(Saved data entries)
PR #738, opened 2023-09-22
Upload merged coverage report to Codecov

kevinbarabash:
## Summary:
While Codecov supports uploading multiple reports, the experience isn't great.  In particular, if only one report uploads Codecov will show a report with the coverage dropping because it only has coverage from half of the reports.  This PR avoids the issue by merging the reports ourselves.  We still run jest and cypress in parallel.  We use artifacts to pass the reports to another job which merges them and uploads them.

Issue: None

## Test plan:
- we should see an increase in the coverage


kevinbarabash:
@jeremywiebe there's an error with the merged report, see https://app.codecov.io/github/Khan/perseus/commit/e1187103a9f21805e9d449f3045601bf904a234b.  I'm not sure what I did wrong.  I was wondering if you had any insights based on your earlier work merging reports in webpp.

.codecov.yml
```diff
@@ -3,20 +3,12 @@ coverage:
...
     range: "70...100"
 
-    status:
-        project:
-            default: on
-        patch:
-            default: off
-        changes:
-            default: off
-
```
kevinbarabash, line 13: `default: on` is invalid.  Removing this appears to have made it so that as long as coverage is going up the check will be green.

.codecov.yml
```diff
@@ -3,20 +3,12 @@ coverage:
...
 comment:
     layout: "diff, reach, files, footer"
     behavior: default
-    require_changes: no
-    require_base: no
-    require_head: yes
```
kevinbarabash, line 19: This syntax was also incorrect.

jaredly: I think yes & no are [valid bools in yaml](https://yaml.org/type/bool.html), but I also prefer true/false 😅

jaredly (approved):

.github/workflows/node-ci.yml
```diff
@@ -140,11 +146,43 @@ jobs:
...
+                  name: jest-coverage
+                  # path to decompress the artifact into
+                  path: ./
+
+            - name: Download Cypress Coverage
+              uses: actions/download-artifact@v2
+              with:
+                  name: cypress-coverage
+                  # path to decompress the artifact into
+                  path: ./
```
jeremywiebe, line 179: Can you leave a comment explaining how we handle these coverage files? I'm confused why we're downloading artifacts (well, I have a guess but a comment would clarify)?  Do previous jobs upload the coverage artifacts to Github and then this process downloads them all and pushes them to Codecov?

.github/workflows/node-ci.yml
```diff
@@ -140,11 +146,43 @@ jobs:
...
+
             - name: Upload Coverage
               uses: codecov/codecov-action@v3
               with:
                   token: ${{ secrets.CODECOV_TOKEN }}
-                  files: ./coverage/coverage-final.json
+                  files: ./coverage-final.json,./out.json
```
jeremywiebe, line 185: This represents the downloaded artifacts, right?  My guess is one is the Jest coverage output and the other is the Cypress coverage output?

jeremywiebe (approved):
Looks good, thank-you. Would just ask that you comment the two things I've noted so that it's easier for future folks to connect the pieces.

.github/workflows/node-ci.yml
kevinbarabash: The only way to share files between jobs is using artifacts.  I'll leave a comment about this.

.github/workflows/node-ci.yml
kevinbarabash: That's correct.  I'll add a comment.

PR #743, opened 2023-09-26
Fixing a typo in mobile-keypad's unmount lifecycle. 

SonicScrewdriver:
## Summary:
Turns out the memory leak was a simple little typo on a react lifecycle. Fixing that allows us to properly call _ComponentWillUnmount_, which removes all of our event listeners and observers related to resizing the keypad.

## Video:
https://github.com/Khan/perseus/assets/12463099/ea18a0c6-d700-4137-b8ce-cafebded9683

## Test Plan:
- make tesc
- manual testing

### DIFF
--- a/.changeset/wild-suns-explain.md
+++ b/.changeset/wild-suns-explain.md
@@ -1,0 +1,5 @@
+---
+"@khanacademy/math-input": minor
+---
+
+Ensured that we're properly calling componentWillUnmount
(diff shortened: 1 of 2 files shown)


jaredly (approved):

jeremywiebe (approved):
That was fun. 🙃 

I think we should also consider cleaning up that `setTimeout` that could still be running after unmount. Although we didn't reproduce that during our pairing, I suspect this still could happen. Could you follow up with that in a separate PR?

PR #745, opened 2023-09-27
Provide each package's version on load

jeremywiebe:
## Summary:

This PR implements a way to see what version of each package is loaded on the page. 

We are implementing this because we recently had an issue in production where it was difficult to identify what Perseus code was running (an abort did not work). This should give us more visibility into what's going on in production.

When any Perseus package is used on a page, it will attach a value to the `__perseus_debug__` object on `window`.  To view the loaded Perseus packages and versions, we'll be able to simply evaluate the `__perseus_debug__` object. 

Issue: LC-1269

## Test plan:

I ran storybook locally and no logs were printed. 
I switched to webapp and ran `services/static/tools/dev_update_perseus.sh` to "vendor in" the dev versions of Perseus I'm working on. Next I ran `make serve-frontend` and navigated to an exercise page. Finally I opened the dev tools and evaluated `__perseus_debug__`.

image


package.json
```diff
@@ -124,10 +124,11 @@
...
   "scripts": {
     "gen:parsers": "yarn --cwd packages/kas gen:parsers",
-    "build": "yarn gen:parsers && rollup -c config/build/rollup.config.js",
+    "prebuild": "yarn gen:parsers",
+    "build": "rollup -c config/build/rollup.config.js",
     "build:types": "yarn tsc --build tsconfig-build.json",
-    "build:prodsizecheck": "yarn gen:parsers && rollup -c config/build/rollup.config.js --configEnvironment='production'",
-    "watch": "rollup -c config/build/rollup.config.js --watch",
+    "build:prodsizecheck": "yarn build --configEnvironment='production'",
+    "watch": "yarn build --watch",
```
jeremywiebe, line 131: This is just a bit of simplification and deduplication.  `prebuild` is automatically run by script runners any time `build` is requested. 

The other scripts can leverage the `build` script by adding on extra params as needed.

kevinbarabash (commented):
It feels a little weird to be logging a bunch of stuff in production all of the time.  I wonder if we could get the same information by setting a global.  Maybe we could do something like:
```
if (typeof ka_debug_info == "undefined") {
   ka_debug_info = {};
}
ka_debug_info.perseus = { version: "2.3.4", ... }
```
If developers need to access this info they could inspect `window.ka_debug_info` in the dev tools console.

nedredmond:
Non-blocking suggestion: console.debug instead of console.log

.github/workflows/node-ci.yml
```diff
@@ -31,7 +31,6 @@ jobs:
               id: match
               with:
                   changed-files: ${{ steps.changed.outputs.files }}
-                  files: packages/ # Only look for changes in packages
```
jeremywiebe, line 34: This is wrong. We _do_ want to look for changes in all workspace packages (`config/build` for example, should be checked).

packages/perseus-core/src/utils/add-library-version-To-perseus-debug.ts
```diff
@@ -0,0 +1,29 @@
+/**
```
kevinbarabash, line 1: **nit:** the naming of this file include a rogue uppercase `T`.

packages/perseus-core/src/utils/add-library-version-To-perseus-debug.ts
```diff
@@ -0,0 +1,29 @@
...
+    const s = `${prefix}${libraryVersion}`;
+
+    if (globalThis) {
+        globalThis.__perseus_debug__ = globalThis.__perseus_debug__ ?? {};
+
+        globalThis.__perseus_debug__[libraryName] = s;
+    } else {
+        // eslint-disable-next-line no-console
+        console.warn(`globalThis not found found (${s})`);
+    }
```
kevinbarabash, line 28: **question:** are there environments where this code runs where `globalThis` is not available?

**suggestion:** a more robust check for `globalThis` would be:
```
if (typeof globalThis !== "undefined") {
    ...
} else {
    ...
}
```

packages/pure-markdown/src/index.ts
```diff
@@ -4,6 +4,8 @@
  * Note that this file may be used in stand alone nodejs, thus
  * do not import anything from Perseus
  */
+export {libVersion} from "./version";
```
kevinbarabash, line 7: **suggestion (non-blocking):** `version` feels like it's more common than `libVersion`.

packages/perseus-core/src/utils/add-library-version-To-perseus-debug.ts
```diff
@@ -0,0 +1,29 @@
...
+    libraryName: string,
+    libraryVersion: string,
+) => {
+    // If the library version is the default value, then we don't want to
+    // prefix it with a "v" to indicate that it is a version number.
+    let prefix = "v";
+    if (libraryVersion === "__lib_version__") {
+        prefix = "";
+    }
+    const s = `${prefix}${libraryVersion}`;
```
kevinbarabash, line 19: **nit:** maybe use a more descriptive variable name here.

kevinbarabash (approved):
LGTM. 🎉 Thanks for switching to setting a global with all the versions instead of logging.  I left a few suggestions in the comments, but nothing blocking.  I could see us doing something similar in some of our other repos.

kevinbarabash:
What happens if multiple versions of a package are loaded accidentally?  We should maybe track all versions by making the entry in `__perseus_debug__` for that module an array of version and logging a warning that multiple versions of the library have been loaded.

packages/perseus-core/src/utils/add-library-version-To-perseus-debug.ts
```diff
@@ -0,0 +1,29 @@
...
+
+    if (globalThis) {
+        globalThis.__perseus_debug__ = globalThis.__perseus_debug__ ?? {};
+
+        globalThis.__perseus_debug__[libraryName] = s;
```
jeresig, line 24: I think if we already have one in stored we should check to see if the version matches the old version - and if not we should turn this into an array. This will help you debug cases where we have multiple versions of the same library running side-by-side.

packages/perseus-core/src/utils/add-library-version-To-perseus-debug.ts
jeremywiebe: iOS 12.1 and lower [don't support](https://caniuse.com/?search=globalThis) `globalThis`.  I know that in our main webapp we recently dropped support for Safari/iOS 12. But I think I'm going to keep this in place just so we don't intentionally break things for iOS 12 users.

I'll fix the way I check though, to what you suggest.

packages/pure-markdown/src/index.ts
jeremywiebe: The only reason I like `libVersion` is that in Perseus, specifically, there are several "version" exports. With `@khanacademy/perseus` exporting `apiVersion`, `itemDataVersion`, and `itemVersion`, I thought `libVersion` was more clear than simply `version`.

image

packages/perseus-core/src/utils/add-library-version-To-perseus-debug.ts
jeremywiebe: I like these ideas. Thank-you. 

I've updated this function to do as suggested: first registration registers the key as the library name and the value as the version string. On subsequent calls for the same library, the entry is morphed into an array that includes a distinct list of versions registered. Added tests to validate all this.

PR #747, opened 2023-09-29
move StatefulKeypadContextProvider into Perseus

handeyeco:
## Summary:
<Add your summary here>

Issue: LC-1337

## Test plan:


packages/math-input/src/components/keypad-context.tsx
```diff
@@ -0,0 +1,52 @@
+/**
+ * KeypadContext provides a way to the Keypad and (Server)ItemRenderer to
+ * communicate.
+ *
+ * The KeypadContext.Provider wraps the ExerciseFooter while KeypadContext.Consumer
+ * wraps each (Server)ItemRenderer render site and the Keypad rendered in the
+ * ExerciseFooter.
```
jeremywiebe, line 7: **question**: Is this doc comment still accurate?  I feel like we should talk about the `<StatefulKeypadContextProvider />` at least, right?

packages/math-input/src/components/keypad-context.tsx
```diff
@@ -0,0 +1,52 @@
...
+        scrollableElement: null,
+    });
+
+type Props = React.PropsWithChildren<unknown>;
+
+export function StatefulKeypadContextProvider(props: Props) {
+    // used to communicate between the keypad and the Renderer
+    const [keypadElement, setKeypadElement] = useState<KeypadAPI | null>();
+    // this is a KeypadContextRendererInterface from Perseus
+    const [renderer, setRenderer] = useState<any>(null);
```
jeremywiebe, line 31: **idea**: Non-blocking. Maybe there's an opportunity to use an interface for the type here?

packages/math-input/src/types.ts
```diff
@@ -105,3 +106,16 @@ export interface KeypadAPI {
     setKeyHandler: (keyHandler: KeyHandler) => void;
     getDOMNode: () => ReturnType<typeof ReactDOM.findDOMNode>;
 }
+
+export type KeypadContext = {
```
jeremywiebe, line 110: **suggestion**: I'm mildly concerned about having a `keypadContext` and `KeypadContext`. 🤔  I also think that typically our contexts are named `TitleCase`.  So, what do you think about naming this type `KeypadContextType` and then keeping the naming of the original `KeypadContext` as it was.  This `KeypadContextType` looks like it's not needed outside of the `math-input` package so a slightly clumsy name internally feels easier to deal with.

jeremywiebe (approved):
This looks like it's already paying off in reduced duplication. Thanks!

kevinbarabash:
@handeyeco any idea of why coverage when up so much for this PR?

PR #748, opened 2023-09-29
Add keypadActive state to context

handeyeco:
## Summary:

1. [Webapp ~ Cleanup PR](https://github.com/Khan/webapp/pull/17025)
2. [Perseus ~ Bring StatefulKeypadContext into Perseus](https://github.com/Khan/perseus/pull/747)
3. **[> Perseus ~ Add "keypadActive" state](https://github.com/Khan/perseus/pull/748)**
4. [Webapp ~ Conditionally render Khanmigo button](https://github.com/Khan/webapp/pull/17063)

The main point of these PRs is to be able to tell Khanmigo when the keypad is open so it can stop putting a button over the keypad.

This PR is a good example of some of our problems in MathInput though: there wasn't really a single place for this state. v1 keypad stored this state in Redux, v2 keypad stored this in hooks, and the KeypadContext was just passing around refs to components that other components where calling methods on. I didn't scope creep and fix all of these problems, but I did try to start fixing one: we now have a StatefulKeypadContextProvider which provides `keypadActive` state.

So now the v2 MobileKeypad doesn't need to track this state, it just gets it from Context. At the same time, other things that want to know this state (like Khanmigo) can also consume the Context.

Issue: LC-1337

## Test plan:
- Nothing should really change
- Once all these PRs are landed:
  - Use or emulate a mobile device
  - Go to a page that uses a NumericInput or Expression
  - Open and close the keypad
  - Note things work the same

### DIFF
--- a/.changeset/tall-mangos-poke.md
+++ b/.changeset/tall-mangos-poke.md
@@ -1,0 +1,6 @@
+---
+"@khanacademy/math-input": major
+"@khanacademy/perseus": patch
+---
+
+Hoist keypad active state into keypad context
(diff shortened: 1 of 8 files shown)


kevinbarabash:
@handeyeco any thoughts on why this PR might be causing such a drop in coverage?

SonicScrewdriver (approved):
This all makes sense to me! Looks like codecov would like us to add some tests for provided-keypad and mobile-keypad, but I'm really not seeing a large difference in the logic. I'm happy to approve and I'll leave it to your judgement about whether these changes really require attention or not.

jeremywiebe (approved):

PR #749, opened 2023-09-29
Use fast-glob to find package.json's for aliases in storybook

jeremywiebe:
## Summary:

I was doing some work with exposing package versions in production and came across this code in our Storybook setup. I thought it was problematic so I re-worked it to use `fast-glob` and (arguably) simpler. 

Once I figured out this code wasn't the problem, I thought it still a worthwhile improvement so... here we are. 

Issue: "none"

## Test plan:

`yarn; yarn start`

Storybook should open in a browser window.


nedredmond (approved):
Looks good to me!

PR #750, opened 2023-09-29
Ensured that we're still validating against pi when it is provided in the answerForms.

SonicScrewdriver:
## Summary:
This PR fixes a bug where we were no longer validating against pi when `answer.strict=false` when pi was provided in the answerForms. It looks like this is a side effect that came about with a more recent bug fix that exposed a hard-to-find historical bug. Previously we were always validating against pi by default, but we changed this after having issue with several questions being incorrectly tagged as approximations of pi. 

I updated tests to make sure that we're still validating against pi when these conditions are met.

Issue: LC-1331

## Test plan:
- new test

### DIFF
--- a/packages/perseus/src/perseus-types.ts
+++ b/packages/perseus/src/perseus-types.ts
@@ -762,7 +762,8 @@ export type PerseusNumericInputAnswer = {
     // The forms available for this answer.  Options: "integer, ""decimal", "proper", "improper", "mixed", or "pi"
     // NOTE: perseus_data.go says this is required even though it isn't necessary.
     answerForms?: ReadonlyArray<MathFormat>;
-    // Whether validatorForms should include the defaultAnswerForms, or strictly match to the provided answerForms
+    // Whether we should check the answer strictly against the the configured answerForms (strict = true)
+    // or include the set of default answerForms (strict = false).
     strict: boolean;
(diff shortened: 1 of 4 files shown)


packages/perseus/src/perseus-types.ts
```diff
@@ -762,7 +762,7 @@ export type PerseusNumericInputAnswer = {
     // The forms available for this answer.  Options: "integer, ""decimal", "proper", "improper", "mixed", or "pi"
     // NOTE: perseus_data.go says this is required even though it isn't necessary.
     answerForms?: ReadonlyArray<MathFormat>;
-    // Whether the answerForms should be strictly matched
+    // Whether validatorForms should include the defaultAnswerForms, or strictly match to the provided answerForms
```
jeremywiebe, line 765: I'd like to keep the original terms here.  The current changes focus on the code, but these types are more like the schema for Perseus.  So it'd be great if they could be more "end user" focused to describe how these settings affect the question.  

Maybe something like this?

>  Whether we should check the answer strictly against the the configured answerForms (strict = true) or include a set of default answerForms (strict = false).

jeremywiebe (approved):
Great. I like those changes to make the logic a little more explicit even if it takes more space. Thanks for fixing this up!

**What the task asks**: Pull out every line of the entries that includes the word "guess".

**Solved problem**:
jeremywiebe, line 179: Can you leave a comment explaining how we handle these coverage files? I'm confused why we're downloading artifacts (well, I have a guess but a comment would clarify)?  Do previous jobs upload the coverage artifacts to Github and then this process downloads them all and pushes them to Codecov?
jeremywiebe, line 185: This represents the downloaded artifacts, right?  My guess is one is the Jest coverage output and the other is the Cypress coverage output?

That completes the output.